• _WHAT THE TASK ASKS_:
Exactly as written, reproduce the lines from the one that contains "When the molar" through the end of the records.

<<<<

PR #1258, opened 2016-10-11
Solves a bug with cubic and mixtures

JonWel:
The transient_pure_state has no mole fractions when created, this was triggering a CoolProp: `Mole fractions must be set` error.

I guess it's because that transient state is supposed to be pure, but this fix allows to get the answer.
Is there something more elegant to do?


ibell:
Sounds elegant enough to me!

PR #1266, opened 2016-10-14
Small fixes for VTPR

JonWel:


src/Backends/Cubics/VTPRBackend.h
```diff
@@ -45,6 +45,8 @@ class VTPRBackend : public PengRobinsonBackend  {
         const UNIFAQLibrary::UNIFAQParameterLibrary & lib = LoadLibrary();
         for (std::size_t i = 0; i < fluid_identifiers.size(); ++i){
             UNIFAQLibrary::Component comp = lib.get_component("name", fluid_identifiers[i]);
+            // Taking the mole fraction from the cubic library. TODO: Need a better solution
```
ibell: This won't work for fluids that are not already in the the cubics library.

JonWel: Of course, the idea was just to have a temporary fix to still have it for the fluids who are in the cubics too.
When the molar mass would be available directly in the VTPR library, this line would have to be replaced with something to take the molar mass from the VTPR library.

PR #1269, opened 2016-10-15
SatL and SatV of type VTPR too

JonWel:
The copy was previously creating PengRobinson instances for SatV and SatL, thus, for mixtures, calls like "QT_INPUTS" where giving identical results as PR.


ibell:
Aha, this is the reason behind the bug you reported on the paper, right?

JonWel:
Unfortunately not.
On my last commit in that repository, I already had that patch.
After applying this, I got back the results of the 13 october (whereas just before this, the became identical to PR).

>>>>

• _SOLUTION TO THE PROBLEM_:
When the molar mass would be available directly in the VTPR library, this line would have to be replaced with something to take the molar mass from the VTPR library.

PR #1269, opened 2016-10-15
SatL and SatV of type VTPR too

JonWel:
The copy was previously creating PengRobinson instances for SatV and SatL, thus, for mixtures, calls like "QT_INPUTS" where giving identical results as PR.


ibell:
Aha, this is the reason behind the bug you reported on the paper, right?

JonWel:
Unfortunately not.
On my last commit in that repository, I already had that patch.
After applying this, I got back the results of the 13 october (whereas just before this, the became identical to PR).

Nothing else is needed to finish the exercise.